Turkish net hijack hits big name websites
- 5 September 2011
- From the section Technology
Visitors to the websites of Vodafone, the Daily Telegraph, UPS and four others were re-directed to a site set up by Turkish hackers on Sunday night.
The diversion was the result of the group's attack on computers that hold web address information.
Real URL names were deliberately mistranslated into the IP address of the hackers' site.
No data from the seven victims was lost or compromised as a result of the attack.
The hacking group, called Turkguvenligi, targeted the net's Domain Name System (DNS).
This acts as an address book for the web and turns the names that people use (eg bbc.co.uk) into IP address numbers that computers understand (eg 18.104.22.168).
DNS is consulted by a person's web browser when they want to visit a particular site.
In its attack, the Turkguvenligi group changed the records relating to seven sites in DNS databases run by NetNames and Ascio - two subsidiaries of domain name management firm Group NBT.
In an interview with the Guardian, Turkguvenligi revealed that it got access to the files using a well-established attack method known as SQL injection.
It said it had targeted the sites and found that attacking their DNS records was the easiest way to achieve their ends.
"The hardest one is reaching the domain company but if you can succeed there will be a treasure for you," Turkguvenligi told the Guardian.
According to Zone-H, which logs website defacements and hack attacks, Turkguvenligi has carried out 186 defacements since late 2008.
In a DNS attack, the sites targeted are not affected at all. The only impact is for visitors who will be re-directed to a site they were not expecting.

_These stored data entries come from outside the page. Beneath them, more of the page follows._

Issue #116, opened 2024-05-09
min_model_error as a minimum value


joe-pitt:
The min_error calculated by residual_error_method includes time-invariant contributions from the obs error, representation error and model error. We also account for these terms in a time-variant way through other calculations (although addaveragingerror needs modifying - see Issue #42 ). Currently the min_error is added to the time-variant errors to yield the model-obs mismatch error, which means that errors are being double counted.

It would be better if this min_error was used as a floor below which the model-obs mismatch error (epsilon) never drops, and when the time-variant errors are larger than min_error we use those values (i.e. ignore min_error in those cases). That follow the approach taken in InTEM.

PR #117, opened 2024-05-09
Make min_error a minimum value and update README

joe-pitt:
Changed inferpymc so that it interprets min_error as a minimum value (lower bound) rather than adding it to the other errors for all points. This addresses Issue #116 .

Needs looking at by someone who understands pytensors before approval - I'm not certain that what I've done here is correct.

### DIFF
--- a/openghg_inversions/hbmcmc/inversion_pymc.py
+++ b/openghg_inversions/hbmcmc/inversion_pymc.py
@@ -285,7 +285,7 @@ def inferpymc(
             pollution_event = np.abs(pt.dot(hx, x))
 
         pollution_event_scaled_error = pollution_event * sig[sites, sigma_freq_index]
-        epsilon = pt.sqrt(error**2 + pollution_event_scaled_error**2 + min_error**2)
+        epsilon = pt.maximum(pt.sqrt(error**2 + pollution_event_scaled_error**2), min_error)
         y = pm.Normal("y", mu=mu, sigma=epsilon, observed=Y, shape=ny)
 
         step1 = pm.NUTS(vars=step1_vars)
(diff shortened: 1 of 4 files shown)


hdelongueville (approved):
I'm not an expert on pytensors but this change seems right to me.

openghg_inversions/hbmcmc/inversion_pymc.py
```diff
@@ -285,7 +285,7 @@ def inferpymc(
             pollution_event = np.abs(pt.dot(hx, x))
 
         pollution_event_scaled_error = pollution_event * sig[sites, sigma_freq_index]
-        epsilon = pt.sqrt(error**2 + pollution_event_scaled_error**2 + min_error**2)
+        epsilon = pt.maximum(pt.sqrt(error**2 + pollution_event_scaled_error**2), min_error)
```
brendan-m-murphy, line 288:
```suggestion
        epsilon = pt.max(pt.sqrt(error**2 + pollution_event_scaled_error**2), min_error)
```

brendan-m-murphy (changes requested):
I think the pytensor function is called `max`: https://pytensor.readthedocs.io/en/latest/library/tensor/basic.html#reductions although it's possible that `maximum` works too... their documentation isn't very good.

Otherwise, looks good!

openghg_inversions/hbmcmc/inversion_pymc.py
joe-pitt: Hmmm I think pt.maximum and pt.max do different things (https://pytensor.readthedocs.io/en/latest/library/tensor/basic.html#pytensor.tensor.maximum). I'm not certain that pt.maximum is right though, so you better check!

brendan-m-murphy:
It looks like `pt.maximum` is what we want: https://pytensor.readthedocs.io/en/latest/library/tensor/basic.html#mathematical We could also achieve this with the `switch` statement.

brendan-m-murphy (approved):

PR #121, opened 2024-05-14
Tidied up input files and added comments on variables

EricSaboya:
Cleaned up the example and blank template .ini files for RHIME with OpenGHG. Variable names and examples should be exactly the same as before. I've just included more comments and grouped the variables together in what is hopefully a more intuitive manner.

### DIFF
--- a/openghg_inversions/hbmcmc/config/openghg_hbmcmc_input_template_example.ini
+++ b/openghg_inversions/hbmcmc/config/openghg_hbmcmc_input_template_example.ini
@@ -1,187 +1,288 @@
 ; =======================================================================================
 ; Regional Hierarchical Inverse Modelling Environment Example Configuration File
 ; =======================================================================================
-; RHIME example configuration file for CH4. Please check through variable paths and 
-; names before running.
-; Required inputs are marked as such.
+; RHIME-with-OpenGHG example configuration file for CH4 
+; Please check through variable paths and names before running
+; This can be done  using openghg.retrieve.search() in Python
+; and specifying the relevant object stores and other variables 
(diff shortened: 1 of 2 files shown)


openghg_inversions/hbmcmc/config/openghg_hbmcmc_input_template_example.ini
```diff
@@ -1,187 +1,288 @@
 ; =======================================================================================
 ; Regional Hierarchical Inverse Modelling Environment Example Configuration File
 ; =======================================================================================
-; RHIME example configuration file for CH4. Please check through variable paths and 
-; names before running.
-; Required inputs are marked as such.
+; RHIME-with-OpenGHG example configuration file for CH4
```
brendan-m-murphy, line 4: If this file is the sample as the template file, but has sensible defaults, then I think maybe we should just make this the template. Having empty values is a bit confusing because the template isn't actually valid, and the values will be replaced when `run_hbmcmc.py` makes a copy.

We should double check this... but as long as the only CH4 specific info is in "required" categories, then that info won't be propagated through to the output from `run_hbmcmc.py`.

(Also, matching the function defaults will help make the output "correct".)

brendan-m-murphy (changes requested):
Thanks for the update! I would like to consider replacing the template with the "template_example" file. As long as this is done sensible, it will work the same for generating the output from `run_hbmcmc.py`, and it will mean one less file to keep updated. Plus, I think the empty values in the actual template are sort of confusing.

brendan-m-murphy:
Closed since it is far behind devel. We can revive this later if we need to.

PR #125, opened 2024-05-15
Pass met_model as a list to get_footprint

brendan-m-murphy:
* **Summary of changes**

`met_model` can be passed as list in an ini file, to cover the case where two footprints are distiguished only by met model. The list must have the same length as the number of sites. Values of `None` will be ignored, so for sites where the met model doesn't matter, `None` can be passed.

- [ ] Tests passing

### DIFF
--- a/CHANGELOG.md
+++ b/CHANGELOG.md
@@ -2,6 +2,8 @@
 
 # Version 0.2.0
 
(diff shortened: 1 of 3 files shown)


joe-pitt (approved):
Looks good - thanks for doing this!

A statement by The Register about the attack suggests the re-direct was active for about three hours.
Writing on the blog of security company Sophos, Graham Cluley said: "We have to be grateful that the message displayed appears to be graffiti, rather than an attempt to phish information from users or install malware."
A spokesperson for Group NBT said the hijack was carried out by the hackers managing to trick servers used to update its DNS database.
"The illegal changes were reversed quickly to bring service back to the customers impacted and the accounts concerned have been disabled to block any further access to the systems," said NBT.
"While no-one can completely defend against such sustained and concentrated malicious attacks we will continue to review our systems to ensure that we provide our customers a solid, robust and above all secure service," it added.